== Task details ==
Pull out of the data below the stretch of lines bounded by the one containing "and empty/absent config." and the one containing "## Two proven consumers", both bounds included, unchanged.

== Records for this exercise ==
PR #1292, opened 2026-08-10
feat(burn): attribute token spend to the subagent that spent it

### LINKED ISSUE #1270: Per-subagent token attribution in burn
Group burn's existing transcript scan by `attributionAgent` to produce per-subagent and per-fleet-lane token attribution. Claude Code writes one transcript per subagent to `~/.claude/projects/<project>/<sessionId>/subagents/agent-<id>.jsonl` (816 present locally), each carrying `agentId`, `attributionAgent`, `sessionId`, `sourceToolAssistantUUID`, `requestId`, `model` and a full `usage` block. `burn`'s `listTranscripts()` already recurses into those directories, so the data is ingested today and the identity discarded — this is a grouping key on a scan that already runs, plus the existing `requestId` dedup (transcripts repeat each usage block ~3x). Corrects a documented falsehood: `fleet-command/SKILL.md:319` states subagent tokens "are not observable, so a token governor would be a promise the skill cannot keep". Must assert the transcript shape and degrade to "unattributed" rather than 0 when the undocumented fields change, so a CLI update cannot silently report a fleet run as free. Unblocks per-lane cost measurement for Adaptive Model Routing (#1032). Source: paperclip budget-enforcement model (76.1k stars, MIT) — mechanism only, not the platform. Ideation: docs/ideation/external-source-adoption-tria-2026-08-09.md (score 9.00).
**Spec:** docs/changes/per-subagent-token-attribution-in-burn/proposal.md

chadjw:
## What

`burn` already reads every Claude Code transcript on this machine and already walks into
`~/.claude/projects/<project>/<sessionId>/subagents/` — subagent spend has always been in the
pooled totals. What was thrown away was *whose* spend it was. This adds the grouping key.

- `UsageRecord` gains `agent` and `agentId`. Labels are `main`, the subagent's
  `attributionAgent`, `unattributed`, or `pre-migration`.
- `Summary` gains additive `agents` and `attribution` blocks; `harness burn report` gains a
  **by agent** section.
- Subagent spend whose identity cannot be read is counted as **`unattributed` units** — never
  zero, never folded into `main`. When *none* of the week's subagent spend carries a readable
  label, the report headlines that attribution is degraded. A Claude Code update that renames
  the undocumented fields therefore cannot make a fleet run read as free.
- Corrects a documented falsehood in the shipped `fleet-command` skill body, which stated that
  subagent tokens "are not observable, so a token governor would be a promise the skill cannot
  keep". The design conclusion (the governor meters slots, not tokens) is kept — its premise is
  replaced with the true one: attribution is retrospective, so it cannot reserve before a
  dispatch happens.

## Shape assertion and degradation

A line is subagent spend if `isSidechain === true` **or** its file sits under a `subagents/`
path segment — two independent signals for one undocumented fact, so both must change at once
before classification degrades. Missing `attributionAgent` degrades to `unattributed` and the
units still count. The `unattributed` row is exempt from the report's top-N cut and unit floor,
because a small bucket that silently vanishes is the exact failure this exists to prevent.

## Store migration

`usage.tsv` widens 7 → 9 columns. `readRecords` previously discarded any row without exactly 7
fields, so a silent widening would have deleted the entire store. Instead: `files.tsv` gains a
`#version` header, a missing/older version forces one full rescan, legacy 7-column rows load as
`pre-migration`, and a narrow upgrade rule relabels any `pre-migration` row whose transcript is
still on disk. The reader accepts exactly 7 or 9-or-more fields, and both new columns are
sanitised on write.

Verified on the live HUD: 923/923 transcripts rescanned, store grew 40,047 → 40,552 records,
status never `UNDERCOUNT`, `pre_migration_units: 0` (every row healed), `degraded: false`, six
named agents visible.

## Assumptions made

Every default taken without a human in the loop, in one place:

1. **One autopilot phase, not four.** The spec's `## Implementation Order` lists four stages;
   they were planned and executed as a single phase with one plan artifact, because the stages
   are tightly coupled (the type change cannot land separately from its call sites).
2. **`agentId` is stored as well as `attributionAgent`.** The issue asks for per-subagent *and*
   per-fleet-lane attribution; `agentId` is the lane, and it is what makes a lane count
   computable. It is load-bearing, not speculative.
3. **No new `harness burn agents` subcommand and no statusline segment.** The report already
   has a "by model" section; the statusline runs against a ~0.11s budget.
4. **`pre-migration` is a distinct label from `unattributed`.** Labelling legacy rows
   `unattributed` would assert they were subagent spend (most are not) and would fire the
   degradation flag on history alone.
5. **Degradation is detected store-wide at summary time, scoped to the current week** — not
   from per-scan counters, which see only changed files and would read as an all-clear on a
   quiet scan.
6. **Rollback is stated, not mitigated.** A `burn` older than this change reading a 9-column
   store discards every row; the integrity gate then re-reads transcripts, so loss is bounded
   to rows whose transcripts are already pruned. Recorded in the spec and the changeset rather
   than solved with a sidecar file.
7. **Tab/CR/LF in the new columns is sanitised on write** rather than assumed absent.
8. **`fleet-command` is one real file, not four.** `agents/skills/{codex,cursor,gemini-cli}/fleet-command`
   are symlinks; the plan's original "copy over the other three" step was removed and replaced
   with an assertion that all three are still git mode `120000`.
9. **`agentsSection` was decomposed during execution** into `keptAgentLabels()` +
   `attributionCaution()` + `agentsSection()`. The plan's single function measured cyclomatic
   complexity 17 against the repo ceiling of 15, and `check-arch --update-baseline` refuses to
   record a genuine breach. Behaviour is unchanged and pinned by the plan's own tests.
10. **Internal roadmap prose is out of scope for the "no occurrence remains" criterion.**
    `docs/roadmap.md`, the roadmap shard and `docs/ideation/` also contain the phrase; they
    quote the defect and are not shipped skill bodies.

## Pipeline artifacts

- Spec: `docs/changes/per-subagent-token-attribution-in-burn/proposal.md`
- Plan: `docs/changes/per-subagent-token-attribution-in-burn/plans/2026-08-10-per-subagent-token-attribution-plan.md`
- A `harness-soundness-review --mode spec` pass produced 4 blocking findings (label collision,
  report elision, reader tolerance/rollback, the symlink error); all four were resolved in the
  spec and the plan was revised before execution.

Refs #1270

11. **A code-review pass ran after the executor and landed 4 further commits.** One is a
    genuine critical fix (below); the other three are triaged important/suggestion findings I
    accepted on the lane's own authority rather than a human's. They are reversible — the
    critical fix is the first of the four and is independent, so a reset back to it drops the
    other three cleanly if you disagree.
12. **Two review findings were deliberately NOT fixed in this PR.** (a) Success Criterion 10
    ("no occurrence of the claim remains") is verified by grep, not by a standing test — it is
    the one criterion without an executable guard. (b) `pad()` is 18 chars wide, so labels
    longer than that (e.g. `harness-task-executor`, 21) shift the units column; `modelsSection`
    sidesteps this by stripping a prefix. Both were judged not worth widening this diff.
13. **`packages/burn/tests/bin-startup.test.ts`'s timing test is load-sensitive and flaked
    locally.** It asserts a wall-clock ratio over 5 subprocess spawns. It is untouched by this
    PR (`git diff origin/main...HEAD` is empty for `src/bin/` and that test), it passed on all
    three CI OSes, and it passes locally with headroom once the machine is not saturated. The
    assertion that actually pins Success Criterion 9 is the separate deterministic bundle-grep
    test in the same file, which passes. Flagged for a future PR, not fixed here.

## Review findings

A `harness-code-review` pass found and fixed one **critical** defect: `toRecord` type-guarded
`attributionAgent` but took `agentId` verbatim, while `writeRecords` sanitises that column with
`String.replace`. A Claude Code release that changed the field's *type* — as plausible as a
rename, which the spec explicitly assumes — would have thrown out of `writeRecords`, aborted
the scan **before** the store was written, and repeated on every subsequent scan: a permanently
dead HUD. The lane id now degrades to empty, with an end-to-end regression test.

It also relocated two orphaned JSDoc blocks onto the functions they document, removed a new
cyclomatic-complexity violation in `readRecords` by extracting the row decode, bounded an
overstated forward-tolerance claim in a comment, and documented in the README that the
degradation flag detects *missing* labels but never *wrong* ones.

## Verification

`harness-verifier` independently re-ran every gate and reported **PASS, 11/11 success criteria,
0 gaps**. `harness validate` exits 1 with 410 issues both before and after this change —
byte-identical, none citing `packages/burn`, `packages/cli/src/commands/burn`, or the
fleet-command skill body.

Closes #1270


chadjw:
## Real-data verification (live HUD, final build)

Run against the actual transcript store on this machine, not a fixture — this is the roadmap-fleet batch that built the PR, attributing its own spend:

```
status: HOT
wtd:  6,513 requests · 151,644,461 units
scan: 928 transcripts, 928 rescanned (the one-time migration), 41,004 records

attribution:
  attributed_units      109,342,636
  main_units             42,301,825
  unattributed_units              0
  pre_migration_units             0
  lanes                          94
  degraded                    false

by agent:
  general-purpose               71,202,666   46 lanes   47.0%
  main                          42,301,825    0 lanes   27.9%
  harness-task-executor         20,366,064   12 lanes   13.4%
  harness-planner                7,019,729    8 lanes    4.6%
  harness-code-reviewer          5,171,164   11 lanes    3.4%
  harness-verifier               4,338,570   11 lanes    2.9%
  Explore                          459,525    3 lanes    0.3%
  harness-security-reviewer        417,437    2 lanes    0.3%
  harness-adversarial-reviewer     367,481    1 lane     0.2%
```

Four things worth checking against the spec:

1. **The partition is exact.** `attributed_units + main_units = 109,342,636 + 42,301,825 = 151,644,461`, which equals `wtd.units` to the unit — well inside the ±1-per-label tolerance Success Criterion 4 allows.
2. **The migration healed the whole store.** `pre_migration_units: 0` after one forced full rescan (928/928), and the store *grew* rather than shrank. `UNDERCOUNT` never fired.
3. **`degraded: false` with 94 lanes across 8 named agent types** — the shape assertion is reading the live transcripts correctly, not falling back.
4. **`main` reports 0 lanes**, as `AgentBlock.lanes` documents (main-thread records carry an empty `agentId`, which is excluded from the count).

This is the measurement the `fleet-command` prose correction now claims is possible.

PR #1485, opened 2026-08-24
feat(autopilot): general cross-skill lifecycle hooks (skillHooks) — supersedes review.additionalSkills (#1481)

### LINKED ISSUE #1481: harness-autopilot: REVIEW hardcodes one reviewer — let projects declare additional domain-specific review skills
## Summary

`harness-autopilot`'s `REVIEW` state hardcodes a single reviewer:

```
subagent_type: "harness-code-reviewer"
prompt: "Phase {N}: {name}. Session: {sessionSlug}. Follow harness-code-review..."
```

A project cannot declare additional, domain-specific review skills to run at
`REVIEW` or `FINAL_REVIEW`. The generic reviewer is good at generic findings —
but the risks that actually sink a given project are usually domain-shaped, and
there is no supported way to put a project's own detector in the loop.

## The mechanism already exists one layer up

Harness personas already model "a role composes several skills":

```yaml
# personas/security-reviewer.yaml
skills:
  - harness-security-review
  - harness-code-review
steps:
  - skill: harness-security-review
    when: on_pr
```

So the concept is present and expressed cleanly. `harness-autopilot` simply does
not consult it when dispatching `REVIEW` — the Persona Agents table maps each
state to one fixed `subagent_type`. The gap is the wiring, not the model.

## Motivating case

Building a detector whose entire purpose is catching false-green results
(closed issues whose fix never actually executed). The phases are heavily
TDD-driven, so the dominant project-specific risk is a **vacuous test** — one
that passes without proving anything. That project ships a skill which detects
exactly that.

The generic code reviewer is not tuned for it, and should not be: it is a
domain concern, which is precisely why the domain owner wants to inject it.

Wanted:

```jsonc
// harness.config.json
{
  "autopilot": {
    "review": {
      "additionalSkills": ["canary-cassandra"],
      "when": "per-phase"        // or "final" / "both"
    }
  }
}
```

## Why the workaround does not work

The obvious workaround is to record the extra reviewer in
`.harness/sessions/<slug>/autopilot-state.json`. That does not work, and the way
it fails is the clearest argument for the feature:

- The skill never reads such a key, so the entry is **inert**. It documents
  intent and changes nothing.
- The orchestrator must therefore dispatch the extra reviewer by hand at every
  phase boundary — which is exactly the "autopilot delegates, never
  reimplements" Iron Law being violated by the operator, because the skill left
  no other route.
- Because it is hand-dispatched, it is not covered by the skill's own gates.
  `REVIEW` cannot be skipped; a hand-run extra reviewer can be forgotten
  silently, which is the failure mode gates exist to prevent.
- State files are per-session and gitignored in most setups, so the policy does
  not travel with the repo. A second session, or another contributor, silently
  gets a weaker review.

That last point is the real cost: review policy that lives in a session file is
review policy that varies per operator without anyone noticing.

## Suggested shape

1. Read an `autopilot.review.additionalSkills` list from `harness.config.json`.
2. Run them at `REVIEW` after `harness-code-reviewer` (and optionally at
   `FINAL_REVIEW` via `when`), merging findings into
   `{sessionDir}/phase-{N}-review.json` under a per-skill key so provenance
   survives.
3. Treat a declared-but-unresolvable skill as a **failure, not a skip**. A
   review stage that silently drops a configured reviewer and reports green is
   the same false-green shape the review stage is there to prevent — it should
   surface as "cannot verify", consistent with how the rest of the harness
   handles abstention.
4. Keep `harness-code-reviewer` mandatory. This is additive; projects should not
   be able to swap out the baseline reviewer, only add to it.

Point 3 matters more than it looks: without it, a typo in a skill name
downgrades the review silently, and the config makes the project *feel* better
covered while covering it less.

## Related

- `harness-autopilot` SKILL.md — Persona Agents table, and the `REVIEW` /
  `FINAL_REVIEW` state definitions
- `personas/*.yaml` — the existing `skills:` composition model this would reuse

chadjw:
## Summary

Generalizes the (unreleased) one-off `review.additionalSkills` seam into a **general, cross-skill lifecycle-hook framework**: a project attaches additional **skills, commands, and prompts** at lifecycle points of *any* hook-supporting orchestrator skill via a new top-level `skillHooks` block in `harness.config.json`.

The narrow review case is now the flagship worked example: `skillHooks["harness-autopilot"]["after:REVIEW"]` + `["after:FINAL_REVIEW"]`. The `review.additionalSkills` field is **removed** (no back-compat baggage — it never shipped).

## Config shape

```jsonc
"skillHooks": {
  "harness-autopilot": {
    "before:EXECUTE": [
      "preflight-skill",                                   // bare string = skill shorthand
      { "type": "command", "run": "pnpm lint", "blocking": true },
      { "type": "prompt", "text": "Prefer existing helpers in packages/core/util." }
    ],
    "after:REVIEW":       [ { "type": "skill", "skill": "canary-cassandra", "blocking": true } ],
    "after:FINAL_REVIEW": [ "canary-cassandra" ],
    "on:failure":         [ { "type": "command", "run": "scripts/notify.sh" } ]
  },
  "harness-code-review": { "after:mechanical": ["extra-domain-check"] }
}
```

- **Outer key** = the hook-supporting skill's name (each skill declares its own event vocabulary; no universal enum).
- **Inner key** = event string, grammar `^(before|after|on):[A-Za-z0-9_-]+$` — phase boundaries (`before:/after:<phase>`), the whole invocation (`before:run`/`after:run`, so single-shot skills are hookable), and cross-cutting lifecycle events (`on:failure`, `on:park`, …).
- **Value** = ordered array of entries: a bare skill-name string or a discriminated `{type: "skill" | "prompt" | "command"}` object, each with an optional `enabled` toggle.

## Three hook kinds

- **`skill`** — dispatch as an additional subagent (LLM path); brief carries the hook context.
- **`prompt`** — mechanically append `text` to the phase's persona prompt (declarative, never blocks).
- **`command`** — mechanically run a shell command via the command-runner (deterministic, no LLM), receiving the context as `HARNESS_*` env vars + JSON on stdin.

## Invariants preserved (carried forward, not weakened)

- **Hard halt = false-green protection**: an unresolvable/undispatchable skill, or a command that **cannot be spawned**, is a hard halt (recorded in `.harness/failures.md`, not routed through fix/override/stop). A command that **ran and exited non-zero** is a normal blocking finding (not a halt).
- Default-blocking policy: review/verify events default `blocking:true`, else `false`; a per-entry `blocking` overrides. `prompt` never blocks.

## Shared code (real seam, not just prose)

- `@harness-engineering/core` → `packages/core/src/hooks/`: `resolveSkillHooks(config, skillName, event) → NormalizedHook[]`, `defaultBlocking(event)`, and the hook input-context helpers (`buildHookEnv` / `buildHookStdinPayload` / `buildHookBriefLines`). Unit-tested directly for both consumers, all three kinds, the `enabled` toggle, grammar, and empty/absent config.

## Two proven consumers

1. **harness-autopilot** (reference): documents the full event vocabulary + one generic dispatch pattern; proven across `after:REVIEW` + `after:FINAL_REVIEW` (migrated), `before:EXECUTE` (non-review generality), and `on:failure` with `HARNESS_FAILURE_REASON`, over all three kinds.
2. **harness-code-review** (second consumer, proves it's not autopilot-locked): declares `after:mechanical`; resolver-level proof.

## Follow-ups

- Wire the remaining hook-supporting skills (brainstorming, fleets, …) — the extension contract is documented.
- RESERVED v2 (documented, not implemented): per-iteration granularity (`after:EXECUTE:task`, `after:dispatch:item`), a `"*"` wildcard outer key, and `{{token}}` prompt templating. (Conditional scoping works today via a command self-gating on `$HARNESS_CHANGED_FILES`.)

Closes #1481


chadjw:
## Code-review findings addressed — pushed `1b6ee7221`

Ran the `harness-code-review` pipeline on this PR (1 important + 4 suggestions, 0 critical). All addressed on-branch:

| # | Sev | Finding | Fix |
|---|-----|---------|-----|
| 1 | **important** | `harness-autopilot` SKILL.md advertised `before/after` for all 6 phase STATEs, but only **4** hook points are wired (`before:EXECUTE`, `after:REVIEW`, `after:FINAL_REVIEW`, `on:failure`). A hook at an unwired event was a **silent no-op** — the exact false-green the framework exists to prevent. | Narrowed the vocabulary claim to the wired set; marked the rest **"not yet wired"** (documented follow-up). Regenerated the gemini/antigravity autopilot command artifacts. Added a **mechanical backstop test** asserting the documented wired set equals the concrete `resolveSkillHooks(...)` call sites, so it can't silently overpromise again (this also gives the otherwise prose-only hard-halt invariant a guard). |
| 2 | suggestion | `defaultBlocking` used a substring match (`/review\|verify/i`), so `after:preview` → `blocking:true` (also `reverify`/`unverified`). | Tokenize the state on `[_-\s]` and match **whole tokens**; `FINAL_REVIEW` still blocks, `preview` no longer does. Added collision tests. |
| 3 | suggestion | Core `SkillHookEntry` accepted a typeless `{skill}` shorthand (with a passing test), but the CLI zod schema (`discriminatedUnion('type')`) **rejects** it — two sources of truth disagreed, and it was unreachable via validated config. | Dropped the typeless branch + its test; converted the test to an explicit `{type:'skill'}` default-blocking case. |
| 4 | suggestion | `proposal.md` + `plan.md` still described the removed `review.additionalSkills` design (their acceptance criteria would no longer parse). | Added a **"Superseded (PR #1485)"** banner to both pointing at `configuration.md` + the changeset. |
| 5 | suggestion | Duplicated `violationId` in the arch allowance file. | Deduped. |

**Verification (Node 22):** core hooks tests 26/26, CLI schema+integration 28/28, `typecheck` core+cli clean, `prettier --check` clean, `generate:plugin:check` OK, pre-push gauntlet (reference-docs + tool-catalog) fresh.

**Observation (no fix, by design):** the hard-halt false-green protection is enforced in SKILL.md prose executed at runtime; the integration test greps the markdown for it rather than executing a halt. Inherent to prose-driven skills — flagged so it's on the record; the new call-site backstop (Finding 1) is the closest mechanical guard.

PR #1703, opened 2026-08-28
feat(pricing): add cheapest-model-by-cost helper [A/B: comprehension ON]

chadjw:
## A/B test — Run A (comprehension ON)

== Exercise solution ==
- `@harness-engineering/core` → `packages/core/src/hooks/`: `resolveSkillHooks(config, skillName, event) → NormalizedHook[]`, `defaultBlocking(event)`, and the hook input-context helpers (`buildHookEnv` / `buildHookStdinPayload` / `buildHookBriefLines`). Unit-tested directly for both consumers, all three kinds, the `enabled` toggle, grammar, and empty/absent config.

## Two proven consumers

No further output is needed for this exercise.